Por María de los Ángeles Fernandez, analista política Septiembre 17, 2015

La reciente encuesta CEP ratificó la caída de la aprobación presidencial, llegando a su mínimo histórico de 22%. El gobierno ostenta un magro 15% y el resto de las instituciones están en la estocada. La pregunta del momento es cómo recuperar la confianza. Hasta el politólogo Francis Fukuyama, quien la definió “como una consecuencia del capital social, entendido como la habilidad de las personas para trabajar juntas en torno a propósitos comunes, grupos y organizaciones”, vino el año pasado y no supo darnos una receta. La presidenta Bachelet, que aparecía como su última depositaria, aparece hoy herida en el ala por el caso Caval. Intentó revertir la situación con cirugía mayor de su gabinete además de instalar la Comisión Engel. Sus recomendaciones en materia de probidad sortean, no sin resistencias, los meandros legislativos de un Senado donde el 20% de sus miembros tiene que verle la cara a la Fiscalía.

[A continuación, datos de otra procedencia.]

PR #712, opened 2019-08-02
dimensional coords extension

IronException:
Its an option to add a dimension and it will convert to coords (if you are in overworld and add nether it will multiply the coords by 8 eg). I made it as short as possible.

features:
 -only multiplies x and z values
-works for end, overworld and nether

because it doesnt make -doesnt multiply if ~ is inputed
-you dont have to input it but if you want just add it to the end of the goal or goto command

### DIFF
--- a/src/api/java/baritone/api/utils/ExampleBaritoneControl.java
+++ b/src/api/java/baritone/api/utils/ExampleBaritoneControl.java
@@ -44,10 +44,13 @@ import net.minecraft.util.text.ITextComponent;
 import net.minecraft.util.text.TextComponentString;
 import net.minecraft.util.text.TextFormatting;
 import net.minecraft.util.text.event.ClickEvent;
+import net.minecraft.world.DimensionType;
 import net.minecraft.world.chunk.Chunk;
 
 import java.nio.file.Path;
 import java.util.*;
+
+import static org.apache.commons.lang3.StringUtils.isNumeric;
 
 public class ExampleBaritoneControl implements Helper, AbstractGameEventListener {
     private static final String COMMAND_PREFIX = "#";
@@ -260,7 +263,7 @@ public class ExampleBaritoneControl implements Helper, AbstractGameEventListener
             try {
                 String[] coords = msg.substring("build".length()).trim().split(" ");
                 file = coords[0] + ".schematic";
-                origin = new BlockPos(parseOrDefault(coords[1], ctx.playerFeet().x), parseOrDefault(coords[2], ctx.playerFeet().y), parseOrDefault(coords[3], ctx.playerFeet().z));
+                origin = new BlockPos(parseOrDefault(coords[1], ctx.playerFeet().x, 1), parseOrDefault(coords[2], ctx.playerFeet().y, 1), parseOrDefault(coords[3], ctx.playerFeet().z, 1));
             } catch (Exception ex) {
                 file = msg.substring(5).trim() + ".schematic";
                 origin = ctx.playerFeet();
@@ -672,8 +675,8 @@ public class ExampleBaritoneControl implements Helper, AbstractGameEventListener
         return false;
     }
 
-    private int parseOrDefault(String str, int i) {
-        return str.equals("~") ? i : str.startsWith("~") ? Integer.parseInt(str.substring(1)) + i : Integer.parseInt(str);
+    private int parseOrDefault(String str, int i, double dimensionFactor) {
+        return str.equals("~") ? i : str.startsWith("~") ? (int) (Integer.parseInt(str.substring(1)) * dimensionFactor) + i : (int) (Integer.parseInt(str) * dimensionFactor);
     }
 
     private void log(List<ItemStack> stacks) {
@@ -688,18 +691,23 @@ public class ExampleBaritoneControl implements Helper, AbstractGameEventListener
         Goal goal;
         try {
             BetterBlockPos playerFeet = ctx.playerFeet();
-            switch (params.length) {
+
+            int length = params.length - 1; // length has to be smaller when a dimension parameter is added
+            if (params.length < 1 || (isNumeric(params[params.length - 1]) || params[params.length - 1].startsWith("~"))) {
+                length = params.length;
+            }
+            switch (length) {
                 case 0:
                     goal = new GoalBlock(playerFeet);
                     break;
                 case 1:
-                    goal = new GoalYLevel(parseOrDefault(params[0], playerFeet.y));
+                    goal = new GoalYLevel(parseOrDefault(params[0], playerFeet.y, 1));
                     break;
                 case 2:
-                    goal = new GoalXZ(parseOrDefault(params[0], playerFeet.x), parseOrDefault(params[1], playerFeet.z));
+                    goal = new GoalXZ(parseOrDefault(params[0], playerFeet.x, calculateDimensionFactor(params[params.length - 1])), parseOrDefault(params[1], playerFeet.z, calculateDimensionFactor(params[params.length - 1])));
                     break;
                 case 3:
-                    goal = new GoalBlock(new BlockPos(parseOrDefault(params[0], playerFeet.x), parseOrDefault(params[1], playerFeet.y), parseOrDefault(params[2], playerFeet.z)));
+                    goal = new GoalBlock(new BlockPos(parseOrDefault(params[0], playerFeet.x, calculateDimensionFactor(params[params.length - 1])), parseOrDefault(params[1], playerFeet.y, 1), parseOrDefault(params[2], playerFeet.z, calculateDimensionFactor(params[params.length - 1]))));
                     break;
                 default:
                     logDirect("unable to understand lol");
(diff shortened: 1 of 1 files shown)


src/api/java/baritone/api/utils/ExampleBaritoneControl.java
```diff
@@ -688,18 +692,20 @@ private Goal parseGoal(String[] params) {
         Goal goal;
         try {
             BetterBlockPos playerFeet = ctx.playerFeet();
-            switch (params.length) {
+
+            // tests wether a dimension input exists because the switch has to be handled differently
+            switch (params.length < 1 || (isNumeric(params[params.length - 1]) || params[params.length - 1].startsWith("~")) ? params.length : params.length - 1) {
```
leijurv: disgusting

src/api/java/baritone/api/utils/ExampleBaritoneControl.java
```diff
@@ -688,18 +692,20 @@ private Goal parseGoal(String[] params) {
...
                 case 0:
                     goal = new GoalBlock(playerFeet);
                     break;
                 case 1:
-                    goal = new GoalYLevel(parseOrDefault(params[0], playerFeet.y));
+                    goal = new GoalYLevel(parseOrDefault(params[0], playerFeet.y, 1));
                     break;
                 case 2:
-                    goal = new GoalXZ(parseOrDefault(params[0], playerFeet.x), parseOrDefault(params[1], playerFeet.z));
+                    goal = new GoalXZ(parseOrDefault(params[0], playerFeet.x, Math.pow(8, ctx.world().provider.getDimensionType().getId() - getDimensionByName(params[params.length - 1]).getId())), parseOrDefault(params[1], playerFeet.z, Math.pow(8, ctx.world().provider.getDimensionType().getId() - getDimensionByName(params[params.length - 1]).getId())));
```
leijurv: move to a helper function

src/api/java/baritone/api/utils/ExampleBaritoneControl.java
```diff
@@ -711,4 +717,11 @@ private Goal parseGoal(String[] params) {
         }
         return goal;
     }
+
+    public DimensionType getDimensionByName(String nameIn){ String name = nameIn.toLowerCase();
+        if("end".contains(name)) return DimensionType.THE_END;
```
leijurv: does not follow baritone style -- we do not allow `if`s without `{`

src/api/java/baritone/api/utils/ExampleBaritoneControl.java
```diff
@@ -672,8 +675,9 @@ public boolean isInGoal(int x, int y, int z) {
         return false;
     }
 
-    private int parseOrDefault(String str, int i) {
-        return str.equals("~") ? i : str.startsWith("~") ? Integer.parseInt(str.substring(1)) + i : Integer.parseInt(str);
+    // dimensionFactor is so the coords are converted
+    private int parseOrDefault(String str, int i, double dimensionFactor) {
+        return str.equals("~") ? i : str.startsWith("~") ? Integer.parseInt(str.substring(1)) + i : (int) (Integer.parseInt(str) * dimensionFactor);
```
leijurv: why doesn't the dimension factor apply? if i'm currently in the nether and i do `goal ~100 ~ ~100 overworld` shouldn't it add 100 to my overworld coordinates? i feel like `i` could be `(int) (i * dimensionFactor)`

src/api/java/baritone/api/utils/ExampleBaritoneControl.java
leijurv: split this out into a length before switch instead of a gross ternary.

```
int length;
if (params.length < 1 || (isNumeric(params[params.length - 1]) || params[params.length - 1].startsWith("~")) {
   length = params.length;
}else{
   length  = params.length - 1;
}
switch(length){
```

src/api/java/baritone/api/utils/ExampleBaritoneControl.java
IronException: well, when you just do ~ I think you wouldnt want to go somewhere further out then your coordinate. i is the coordinate where you are right now so I think that should stay. If you add 100 now to your overworld coordinates it would be nether coords + 100 / 8 to go there. So the string that is getting parsed should be multiplied in both times. Does that make sense?

src/api/java/baritone/api/utils/ExampleBaritoneControl.java
IronException: oh alright

src/api/java/baritone/api/utils/ExampleBaritoneControl.java
IronException: So I add a function thar calculates how much to multiply to the helper function with DimensionType as parameters.

src/api/java/baritone/api/utils/ExampleBaritoneControl.java
IronException: sure boss, I also like to have it split up instead of 1 line

src/api/java/baritone/api/utils/ExampleBaritoneControl.java
```diff
@@ -1,714 +1,734 @@
-/*
```
leijurv: I'm not sure what you did. Perhaps you replaced the LF endings with CRLF? Remove all the `\r` please.  Git thinks you rewrote this entire file.

src/api/java/baritone/api/utils/ExampleBaritoneControl.java
```diff
@@ -711,4 +719,14 @@ private Goal parseGoal(String[] params) {
         }
         return goal;
     }
+
+    public DimensionType getDimensionByName(String nameIn){ String name = nameIn.toLowerCase();
```
leijurv: what

src/api/java/baritone/api/utils/ExampleBaritoneControl.java
```diff
@@ -711,4 +719,14 @@ private Goal parseGoal(String[] params) {
...
+        if("the_end".contains(name)) { return DimensionType.THE_END; }
```
leijurv: newline after { and before } come on lol

src/api/java/baritone/api/utils/ExampleBaritoneControl.java
```diff
@@ -711,4 +719,14 @@ private Goal parseGoal(String[] params) {
...
+        if("the_overworld".contains(name) || "surface".contains(name)) { return DimensionType.OVERWORLD; }
+        if("the_nether".contains(name) || "hell".contains(name)) { return DimensionType.NETHER; }
+        return ctx.world().provider.getDimensionType();
+    }
+
+    public double calculateDimensionFactor(DimensionType from, DimensionType to){ return Math.pow(8, from.getId() - to.getId()); }
```
leijurv: just match the existing formatting

src/api/java/baritone/api/utils/ExampleBaritoneControl.java
```diff
@@ -711,4 +719,14 @@ private Goal parseGoal(String[] params) {
         }
         return goal;
     }
+
+    public DimensionType getDimensionByName(String nameIn){ String name = nameIn.toLowerCase();
+        if("the_end".contains(name)) { return DimensionType.THE_END; }
+        if("the_overworld".contains(name) || "surface".contains(name)) { return DimensionType.OVERWORLD; }
+        if("the_nether".contains(name) || "hell".contains(name)) { return DimensionType.NETHER; }
```
leijurv: space between `if` and `(`

src/api/java/baritone/api/utils/ExampleBaritoneControl.java
```diff
@@ -688,18 +691,23 @@ private Goal parseGoal(String[] params) {
...
                 case 0:
                     goal = new GoalBlock(playerFeet);
                     break;
                 case 1:
-                    goal = new GoalYLevel(parseOrDefault(params[0], playerFeet.y));
+                    goal = new GoalYLevel(parseOrDefault(params[0], playerFeet.y, 1));
                     break;
                 case 2:
-                    goal = new GoalXZ(parseOrDefault(params[0], playerFeet.x), parseOrDefault(params[1], playerFeet.z));
+                    goal = new GoalXZ(parseOrDefault(params[0], playerFeet.x, calculateDimensionFactor(ctx.world().provider.getDimensionType(), getDimensionByName(params[params.length - 1]))), parseOrDefault(params[1], playerFeet.z, calculateDimensionFactor(ctx.world().provider.getDimensionType(), getDimensionByName(params[params.length - 1]))));
```
leijurv: if `from` is always `ctx.world().provider.getDimensionType()` then shouldn't `calculateDimensionFactor` just take in the `to`, and it can do `ctx.world().provider.getDimensionType()` within the function?

src/api/java/baritone/api/utils/ExampleBaritoneControl.java
```diff
@@ -688,18 +691,23 @@ private Goal parseGoal(String[] params) {
         Goal goal;
         try {
             BetterBlockPos playerFeet = ctx.playerFeet();
-            switch (params.length) {
+
+            int length = params.length - 1; // length has to be smaller when a dimension parameter is added
```
leijurv: nice! 👍

src/api/java/baritone/api/utils/ExampleBaritoneControl.java
leijurv: dont define an entire function on a single line lol

src/api/java/baritone/api/utils/ExampleBaritoneControl.java
IronException: its so you doesnt have to care about capital letters. The new String is because a check wouldnt pass otherwise

src/api/java/baritone/api/utils/ExampleBaritoneControl.java
IronException: yea true. I thought other functions might use the function too but I think all helper functions are just used in that file where they are defined. So I moght as well make them private

leijurv:
Code looks all good!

Los efectos buscados no se observan. Las razones:medidas lentas y parciales, declaraciones contradictorias, falta de innovación política, pero también algunas tentaciones. Ejemplos de ello son la fuga hacia adelante (debate presidencial) y el atajo. Este último, bajo la forma de nostalgia, tiene en la apelación a la lógica de los acuerdos de los noventa su mejor expresión. Nadie que aspire a estar en mínima sintonía con lo que en el país sucede podría soñar en reeditar sus lógicas cupulares.

Resulta tan engañoso pensar que las diferencias se centran sólo en objetivos o en medios como que la confianza surgirá mágicamente de los brotes verdes de las reformas o de la aprobación de reformas políticas acotadas. El dilema parece estar en las reglas fundamentales que dirigen el funcionamiento del sistema político. Aunque el consenso es una cuestión de grado, habría coincidencia en afirmar que el de la transición está agotado y no hay, por ahora, otro de recambio. ¿No estará acá el vacío del que todo el mundo habla?

Su no resolución tiene varias consecuencias, pero una importante es que hipoteca las posibilidades del desarrollo. Los países que se precian de tales poseen algo que hoy no tenemos: un conjunto de creencias ampliamente compartidas, así como un clima consensual de fondo. Es por ello que el proceso constituyente, que algunos consideran innecesario, resulta inescapable. Tan importante como precisar el mecanismo o la inducción exprés de una formación ciudadana ausente por décadas, es concretar bases mínimas para un diálogo que anteceda a la confianza.

La proliferación de mesas y comisiones resulta insuficiente y, al parecer, el diálogo público-privado no arranca. Como país, hemos puesto más empeño en analizar los conflictos que en indagar cómo se produce la colaboración. Pero hay dos ámbitos que podrían contribuir a salir de la inercia. Por un lado está el Estado. A todos importa, porque, aunque algunos lo quisieran, no es posible prescindir de él. Más allá de una modernización refugiada en la ilusión digital, contiene todavía mucho anacronismo.

Su política de personas debiera priorizar las mal llamadas habilidades blandas. La mediación y la conexión resultan vitales en una sociedad con sólo un 13% de confianza interpersonal y donde el sentido de propósito común es débil. ¿Por qué no pensar en reeditar, en versión 2.0, lo que fue el Consorcio de Reforma del Estado? Por otro, el sector de la economía social, que incluye cooperativas, asociaciones gremiales y empresas B, constituye un driver importante para promover capital social.